## TASK DETAILS
Your response should contain each line of the data that includes "Adds".

Dataset entries
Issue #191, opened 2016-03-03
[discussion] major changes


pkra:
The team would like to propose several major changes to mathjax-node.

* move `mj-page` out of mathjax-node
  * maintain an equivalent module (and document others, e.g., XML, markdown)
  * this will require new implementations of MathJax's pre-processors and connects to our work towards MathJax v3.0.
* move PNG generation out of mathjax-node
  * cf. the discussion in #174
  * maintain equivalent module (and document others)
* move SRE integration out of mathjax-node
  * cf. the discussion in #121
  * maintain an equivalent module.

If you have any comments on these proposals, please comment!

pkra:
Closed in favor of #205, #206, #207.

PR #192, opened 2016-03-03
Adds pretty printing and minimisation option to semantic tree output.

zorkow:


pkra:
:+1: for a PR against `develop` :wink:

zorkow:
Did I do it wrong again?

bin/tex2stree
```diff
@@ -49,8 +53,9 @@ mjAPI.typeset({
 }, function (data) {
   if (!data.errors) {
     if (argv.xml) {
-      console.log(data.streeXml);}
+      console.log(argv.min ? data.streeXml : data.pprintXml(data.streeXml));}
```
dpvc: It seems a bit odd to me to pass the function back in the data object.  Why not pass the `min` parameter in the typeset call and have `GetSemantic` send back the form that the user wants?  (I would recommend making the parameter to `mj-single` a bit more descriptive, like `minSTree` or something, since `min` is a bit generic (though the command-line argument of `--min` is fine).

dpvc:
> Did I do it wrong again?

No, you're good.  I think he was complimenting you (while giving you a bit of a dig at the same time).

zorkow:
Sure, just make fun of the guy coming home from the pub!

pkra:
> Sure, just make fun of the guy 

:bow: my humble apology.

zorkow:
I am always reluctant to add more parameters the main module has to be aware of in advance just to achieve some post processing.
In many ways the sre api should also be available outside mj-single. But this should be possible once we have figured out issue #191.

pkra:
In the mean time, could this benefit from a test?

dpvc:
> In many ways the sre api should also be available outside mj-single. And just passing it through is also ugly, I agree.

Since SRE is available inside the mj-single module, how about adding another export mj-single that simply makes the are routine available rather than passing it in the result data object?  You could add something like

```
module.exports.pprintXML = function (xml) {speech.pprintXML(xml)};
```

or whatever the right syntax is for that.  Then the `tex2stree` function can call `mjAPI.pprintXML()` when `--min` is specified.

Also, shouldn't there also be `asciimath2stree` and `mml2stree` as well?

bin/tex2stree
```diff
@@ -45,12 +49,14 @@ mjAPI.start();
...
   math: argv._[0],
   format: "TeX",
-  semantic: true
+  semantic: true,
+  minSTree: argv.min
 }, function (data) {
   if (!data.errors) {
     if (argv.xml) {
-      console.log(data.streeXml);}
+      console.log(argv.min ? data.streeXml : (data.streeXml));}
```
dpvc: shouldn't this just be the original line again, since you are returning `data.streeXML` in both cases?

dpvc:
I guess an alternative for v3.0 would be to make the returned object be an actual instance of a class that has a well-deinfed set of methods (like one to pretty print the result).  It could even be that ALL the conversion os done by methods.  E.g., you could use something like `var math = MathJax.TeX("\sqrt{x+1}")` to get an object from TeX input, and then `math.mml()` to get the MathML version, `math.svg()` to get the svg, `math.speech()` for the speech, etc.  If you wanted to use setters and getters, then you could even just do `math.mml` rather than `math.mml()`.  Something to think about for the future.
---
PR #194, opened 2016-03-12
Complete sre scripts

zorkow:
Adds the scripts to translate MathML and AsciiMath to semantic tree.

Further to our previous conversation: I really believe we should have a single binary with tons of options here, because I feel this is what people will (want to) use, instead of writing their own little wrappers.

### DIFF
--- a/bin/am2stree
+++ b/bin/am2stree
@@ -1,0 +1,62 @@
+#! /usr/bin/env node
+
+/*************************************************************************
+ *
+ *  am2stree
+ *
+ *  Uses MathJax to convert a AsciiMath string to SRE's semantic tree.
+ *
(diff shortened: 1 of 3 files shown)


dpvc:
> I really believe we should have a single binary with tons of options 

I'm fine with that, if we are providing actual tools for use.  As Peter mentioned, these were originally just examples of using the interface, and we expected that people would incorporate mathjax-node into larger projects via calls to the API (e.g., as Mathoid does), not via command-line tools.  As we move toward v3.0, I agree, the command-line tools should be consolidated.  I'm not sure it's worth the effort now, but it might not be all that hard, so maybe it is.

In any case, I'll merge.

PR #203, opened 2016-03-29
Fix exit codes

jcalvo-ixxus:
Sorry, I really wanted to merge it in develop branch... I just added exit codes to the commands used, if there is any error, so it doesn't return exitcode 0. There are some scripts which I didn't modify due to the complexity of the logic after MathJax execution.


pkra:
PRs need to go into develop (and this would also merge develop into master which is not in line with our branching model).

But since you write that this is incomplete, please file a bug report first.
* * *
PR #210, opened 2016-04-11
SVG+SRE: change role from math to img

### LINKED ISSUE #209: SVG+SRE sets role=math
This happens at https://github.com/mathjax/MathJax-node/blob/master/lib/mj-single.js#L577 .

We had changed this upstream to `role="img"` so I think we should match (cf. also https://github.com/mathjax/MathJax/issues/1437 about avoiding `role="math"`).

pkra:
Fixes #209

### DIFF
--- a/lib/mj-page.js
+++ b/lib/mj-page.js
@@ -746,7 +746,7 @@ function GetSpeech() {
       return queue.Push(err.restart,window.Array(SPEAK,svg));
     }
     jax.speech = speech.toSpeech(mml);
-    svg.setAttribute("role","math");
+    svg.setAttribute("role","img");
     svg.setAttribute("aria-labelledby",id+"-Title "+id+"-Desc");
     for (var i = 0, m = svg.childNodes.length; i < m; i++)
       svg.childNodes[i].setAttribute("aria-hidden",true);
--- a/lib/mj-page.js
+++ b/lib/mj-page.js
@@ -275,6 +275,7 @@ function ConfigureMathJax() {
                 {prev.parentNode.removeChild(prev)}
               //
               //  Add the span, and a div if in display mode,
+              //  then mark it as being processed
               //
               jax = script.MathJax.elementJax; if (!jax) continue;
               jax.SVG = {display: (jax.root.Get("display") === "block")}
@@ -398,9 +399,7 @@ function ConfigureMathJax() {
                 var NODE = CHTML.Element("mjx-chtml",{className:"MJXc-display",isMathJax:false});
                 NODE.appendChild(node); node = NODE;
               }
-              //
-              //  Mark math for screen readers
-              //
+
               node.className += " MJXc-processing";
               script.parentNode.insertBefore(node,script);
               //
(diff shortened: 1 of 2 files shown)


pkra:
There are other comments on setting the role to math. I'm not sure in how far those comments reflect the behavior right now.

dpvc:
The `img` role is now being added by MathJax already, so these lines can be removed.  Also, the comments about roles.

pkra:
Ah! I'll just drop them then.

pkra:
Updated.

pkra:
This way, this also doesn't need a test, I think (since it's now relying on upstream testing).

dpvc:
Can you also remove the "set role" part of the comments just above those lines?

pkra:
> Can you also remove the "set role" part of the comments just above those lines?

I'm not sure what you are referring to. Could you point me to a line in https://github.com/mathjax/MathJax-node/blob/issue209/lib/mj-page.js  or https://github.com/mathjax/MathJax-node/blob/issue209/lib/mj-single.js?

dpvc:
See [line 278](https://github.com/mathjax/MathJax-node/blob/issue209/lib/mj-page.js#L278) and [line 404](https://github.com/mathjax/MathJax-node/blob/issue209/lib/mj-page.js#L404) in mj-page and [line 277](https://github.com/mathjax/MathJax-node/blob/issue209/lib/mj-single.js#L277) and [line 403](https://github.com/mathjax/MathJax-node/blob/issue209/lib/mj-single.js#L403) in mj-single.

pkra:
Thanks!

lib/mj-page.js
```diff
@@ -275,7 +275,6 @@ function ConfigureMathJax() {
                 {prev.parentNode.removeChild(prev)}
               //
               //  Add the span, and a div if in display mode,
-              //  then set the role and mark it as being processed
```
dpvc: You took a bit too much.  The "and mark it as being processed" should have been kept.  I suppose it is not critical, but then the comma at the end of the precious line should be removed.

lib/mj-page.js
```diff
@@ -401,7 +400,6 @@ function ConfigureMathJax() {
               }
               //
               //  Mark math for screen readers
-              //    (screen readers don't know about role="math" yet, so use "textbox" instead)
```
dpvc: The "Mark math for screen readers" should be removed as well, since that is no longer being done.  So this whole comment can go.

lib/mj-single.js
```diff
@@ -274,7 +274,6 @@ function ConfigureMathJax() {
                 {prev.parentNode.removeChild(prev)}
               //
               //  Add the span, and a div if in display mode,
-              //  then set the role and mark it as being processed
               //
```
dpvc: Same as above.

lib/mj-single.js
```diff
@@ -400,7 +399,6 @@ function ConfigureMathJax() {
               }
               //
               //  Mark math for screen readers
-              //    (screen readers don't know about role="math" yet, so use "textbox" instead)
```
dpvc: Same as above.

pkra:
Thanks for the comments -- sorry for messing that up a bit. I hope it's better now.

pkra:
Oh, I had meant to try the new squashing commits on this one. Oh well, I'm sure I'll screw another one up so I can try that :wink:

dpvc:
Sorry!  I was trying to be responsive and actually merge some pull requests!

## EXERCISE SOLUTION
Adds pretty printing and minimisation option to semantic tree output.
Adds the scripts to translate MathML and AsciiMath to semantic tree.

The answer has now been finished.